# Videos of my girls :)



## Sowa (Jan 24, 2015)

This is Pepper, this was taken a while ago she's bigger now. But still super sweet and cute!!
http://vid187.photobucket.com/albums/x258/darktora07/fish/rats/IMG_0418_zpsbzpoiedt.mp4

And this is my new girl. No name yet. Thinking Mango maybe? She's so silly, she loves to play
http://vid187.photobucket.com/albums/x258/darktora07/fish/rats/babyrat_zpstsguwctk.mp4


----------



## Sowa (Jan 24, 2015)

bump


----------



## kksrats (Jul 25, 2014)

Absolutely adorable!
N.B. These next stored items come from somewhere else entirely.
PR #2384, opened 2025-06-30
fix build config exchange in invalidateBuildFileWorker

### LINKED ISSUE #2383: build on save broken
### Zig Version

0.15.0-dev.885+e83776595

### ZLS Version

0.15.0-dev.250+3e1d1a11

vscode 1.101.2 vscode-zig 0.6.10

ZLS is broken for https://github.com/CascadeOS/CascadeOS after https://github.com/zigtools/zls/pull/2377.

There are intermittent seg faults on ZLS starting and if it does start without crash running 'Stop Language Server' will have a seg fault.

When ZLS starts without crashing packages are not resolved. Running the build runner manually gets all the expected packages.

This [log](https://github.com/user-attachments/files/20986847/zls.log.txt) (had to attach as log field does not accept a log this big) has many crashes on startup at `DocumentStore.zig:1976` but then at the end successfully started (without packages) then the final seg fault is after a call to 'Stop Language Server'.

### Expected Behavior

ZLS starts and stops without seg fault and resolves packages.

### Relevant log output

```shell

```

Techatrix:
fixes #2383

### DIFF
--- a/src/DocumentStore.zig
+++ b/src/DocumentStore.zig
@@ -1014,11 +1014,12 @@ fn invalidateBuildFileWorker(self: *DocumentStore, build_file: *BuildFile) void 
         switch (build_file.impl.build_runner_state) {
             .idle => unreachable,
             .running => {
-                build_file.impl.build_runner_state = .idle;
+                var old_config = build_file.impl.config;
                 build_file.impl.config = build_config;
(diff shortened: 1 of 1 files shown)


leecannon (approved):
:+1:

PR #2387, opened 2025-07-02
add `Unnecessary` tag to unused var diagnostics

The-Briel-Deal:
Problem: Currently unused var and const declarations produce a diagnostic error without `lsp.types.DiagnosticTag.Unnecessary`. This means that editors can't visually display that a variable is unused by dimming the highlight on the variable.

Solution: When `ast-check` produces a "unused local constant" or "unused local variable" diagnostic, we should add the Unnecessary tag to the LSP diagnostic.


Techatrix (changes requested):

src/DiagnosticsCollection.zig
```diff
@@ -354,11 +354,23 @@ fn convertErrorBundleToLSPDiangostics(
             break :blk lsp_notes;
         };
 
+        var tags: std.ArrayListUnmanaged(lsp.types.DiagnosticTag) = .empty;
+
+        const diag_msg = eb.nullTerminatedString(err.msg);
+        const unnecessary_prefix = "unused";
+
+        if (diag_msg.len >= unnecessary_prefix.len and
+            std.mem.eql(u8, diag_msg[0 .. unnecessary_prefix.len], unnecessary_prefix))
```
Techatrix, line 363:
```suggestion

        if (std.mem.startsWith(u8, diag_msg, "unused "))
```

Techatrix (changes requested):

The-Briel-Deal:
It looks to me like CI was failing on the last run because I didn't have the version tags on my fork. All tests run from `zig build test` pass locally.

techatrix:
There has been a recent breaking change in Zig which has caused the CI to fail. This will be addressed soon by #2394.

The-Briel-Deal:
> There has been a recent breaking change in Zig which has caused the CI to fail. This will be addressed soon by #2394.

Ok thats good to hear, I just wanted to make sure it wasn't a problem on my side.

Techatrix (approved):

I play the same game with my girls, but if I try to retract my hand they'll chase it and pounce lol. They also like when I drag a finger across the floor for them to chase and then pounce on when I stop moving.


----------



## CosmicKat62 (Nov 24, 2014)

So cute! They're both awesomely bouncy an energetic!


----------



## Jessiferatu (Apr 30, 2014)

Oh how cute.


----------



## Mojojuju (Nov 15, 2014)

Your profile pic is squeeeeedorable!


----------



## WolfPuppy (Jan 11, 2015)

Aw, they're both the cutest things. I love that video of the little one playing. She's so sweet!


----------



## Sowa (Jan 24, 2015)

Thank you! they are my babies <3


----------